Whether the Wyoming Game and Fish Department overhauls the feeding system or merely tweaks it will depend, in part, on whether parties influential to wildlife policy buy into the proposed changes. At least one of those parties — big-game outfitters — is going into the process with an open mind, and will even consider supporting feedground closures under certain conditions. 
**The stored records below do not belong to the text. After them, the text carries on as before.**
PR #211, opened 2025-06-11
Avoid ambiguity in regexp-based extraction

nicolo-ribaudo:
This PR changes:
- the non-regexp-based logic to only allow single-line comment (matching browser implementations)
- the regexp-based approach to start from the end and bail out whenever there is either code or a comment containing `` ` ``, `'`, `"`, or `*/`.

The notes still need to be updated.

### DIFF
--- a/spec.emu
+++ b/spec.emu
@@ -1328,7 +1328,7 @@
         <p>The following JavaScript code links to a source map, but it does not do so <emu-xref href="#umambiguous-linking">unambiguously</emu-xref>:</p>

“We’re going to work really hard to make sure that all the residents of the state of Wyoming know what the herd objectives are right now, and we are going to require the Game and Fish to maintain those,” said Sy Gilliland, past president of the Wyoming Outfitters and Guides Association. “That said, if the herd objectives are maintained and protected, whatever happens with the feedgrounds is kind of a moot point.” 

Gilliland said he’s open to multiple scenarios. Continuing with the elk feedgrounds could gain his favor, he said. But so could securing new winter range habitat that would enable feedgrounds to be closed. 

“Whatever they come up with,” Gilliland said. “The key is to maintain the same number of elk on the landscape that we have now.” 

The front end of a herd of 2,000 to 3,000 elk moves toward the rumble of a tractor plowing roads in January 2022 on the National Elk Refuge. The elk moved toward the tractor because they mistook it for a feeding truck. (Mike Koshmrl/WyoFile)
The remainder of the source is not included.